= Enmeshment =

Concept in psychology and psychotherapy

Enmeshment is a concept in psychology and psychotherapy introduced by Salvador Minuchin to describe families where personal boundaries are diffused, sub-systems undifferentiated, and over-concern for others leads to a loss of autonomous development. According to this hypothesis, by being enmeshed in parental needs, trapped in a discrepant role function, a child may lose their capacity for self-direction; their own distinctiveness, under the weight of "psychic incest"; and, if family pressures increase, may end up becoming the identified patient or family scapegoat.

Enmeshment was also used by John Bradshaw to describe a state of cross-generational bonding within a family, whereby a child (usually of the opposite sex) becomes a surrogate spouse for their mother or father.

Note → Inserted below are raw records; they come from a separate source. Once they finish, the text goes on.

PR #4384, opened 2018-11-12
[Android] Fix brief display of incorrect keyboard

### LINKED ISSUE #3647: Two keyboards appear when editing the TextColumn after the NumericColumn with Samsung  Android version 6 devices only on Input type of Samsung Keyboard

hartez:
### Description of Change ###

Proposing this as an alternative to #4248 and a solution to #3647.

Rather than making `HandleKeyboardOnFocus` available to custom renderers, this change makes the `OnFocusChangeRequested` handler available and implements overrides in the appropriate classes for showing/hiding the keyboard (rather than handling it in `ViewRenderer`). 

This change also posts requests to show the keyboard to the main looper queue, thus matching them up with the posted requests for control focus; this fixes the "wrong keyboard briefly displayed" bug. 

Previously, the focus requests were delayed but the keyboard display happened within `OnFocusChangeRequested`; this meant that `ShowKeyboard` was called when the target control was not actually focused, and `ShowSoftInput` always failed, requiring a call to `ToggleSoftInput` to force the keyboard open. The `ToggleSoftInput` call caused the last or default keyboard to be displayed briefly until the main looper processed the focus request and displayed the correct keyboard for the input.

By posting the "show keyboard" requests to the queue after the "focus" requests, they happen in the correct order and `ShowKeyboard` is called with the correct control having focus; `ShowSoftInput` then runs successfully.

### Issues Resolved ### 

- fixes #3647 

### API Changes ###

Android, ViewRenderer.cs:

`internal virtual void OnFocusChangeRequested(object sender, VisualElement.FocusRequestArgs e)` ->
`protected virtual void OnFocusChangeRequested(object sender, VisualElement.FocusRequestArgs e)`

### Platforms Affected ### 

- Android

None

Not applicable

### Testing Procedure ###

Programmatically switch focus between an Entry/Editor/SearchBar with a Numeric keyboard and an Entry/Editor/SearchBar with an Email keyboard several dozen times; verify that the incorrect keyboard does not flash briefly onscreen.

### PR Checklist ###

- [x] Has automated tests 


Xamarin.Forms.Platform.Android/Renderers/EditorRenderer.cs
```diff
@@ -56,12 +56,28 @@ protected override FormsEditText CreateNativeControl()
...
+			}
+
+			base.OnFocusChangeRequested(sender, e);
+
+			if (e.Focus)
+			{
+				// Post this to the main looper queue so it doesn't happen until the other focus stuff has resolved
+				// Otherwise, ShowKeyboard will be called before this control is truly focused, and we will potentially
+				// be displaying the wrong keyboard
+				Device.BeginInvokeOnMainThread(() => Control.ShowKeyboard());
```
adrianknight89: The code in `OnFocusChangeRequested` seems to be repeated across renderers. Should it be refactored into a separate file/method?

hartez: We'd have to either create two shared methods for the code on either side of `base.OnFocusChangeRequested(sender, e);` or pass the call to `base` in as a delegate. I don't love the first option because it creates two very small methods that don't do much and doesn't reduce the actual code duplication by much. And the second option introduces a new and possibly confusing pattern here. 

If we were talking about more code (say, 50 lines instead of 11 (and mostly braces/comments)), I'd say yes. But I'm not sure the maintenance gain is worth the complexity penalty here.

PureWeen:
@hartez  can you rebase this? I was going to just do it but it looks like there were some additional changes inside ViewRenderer related to popups and some disposed checks so it wasn't quite as straight forward as I'd of hoped

hartez:
@PureWeen I added your test as a manual test (Issue4384). And fixed KeyboardManager.cs to handle SearchBar appropriately.

hartez:
Android UI test failures are on 39821 (not caused by this change, fixed by https://github.com/xamarin/Xamarin.Forms/pull/4866) and 41424 on API 19 (not caused by this change, fixed by https://github.com/xamarin/Xamarin.Forms/commit/e9274c05ec5178d2234ae3d354c0bf603dad4b6b). So they can be ignored.

berlamont:
What version is this going to be in, I don't see it in any of the nightly builds so far?

PR #4402, opened 2018-11-14
Change known colors to public properties

kzu:
The XAML completion only picks up public properties, not fields, 
so change the known color fields to properties.

Before:

image

After:

image


StephaneDelcroix:
Thanks for this @kzu. Unfortunately this is a major breaking change that we can't take.

kzu:
Would you care to elaborate? I'm sure I'm missing something, because unless someone is doing 
useless reflection (hardcoding to filter out for *fields only*, in addition) to get at these values, 
this should totally work without changing customer's code.

@mgoertz-msft is there an easy fix to light up the XAML completion also for static fields?

StephaneDelcroix:
customer code will compile just fine. Already compiled code against previous version won't work without recompiling against this

kzu:
So, given that customers explicitly opt-in to newer versions by bumping a nuget package, wouldn't that be an acceptable change for (say) a major version? i.e. do it in v4?

I find it hard to believe that we're not going to even evaluate improvements even if they are source compatible, like, ever.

The term is sometimes applied to engulfing codependent relationships, where an unhealthy symbiosis is in existence.

Others suggest that for the toxically enmeshed child, the adult's carried feelings may be the only ones they know, outweighing and eclipsing their own.

==Critiques==
There are important cultural differences in how enmeshment would be experienced or conceptualized, however. One study found that enmeshed adults in the United Kingdom experienced more depression than those in Italy, because of cultural expectations in more individualistic versus more collectivist cultures.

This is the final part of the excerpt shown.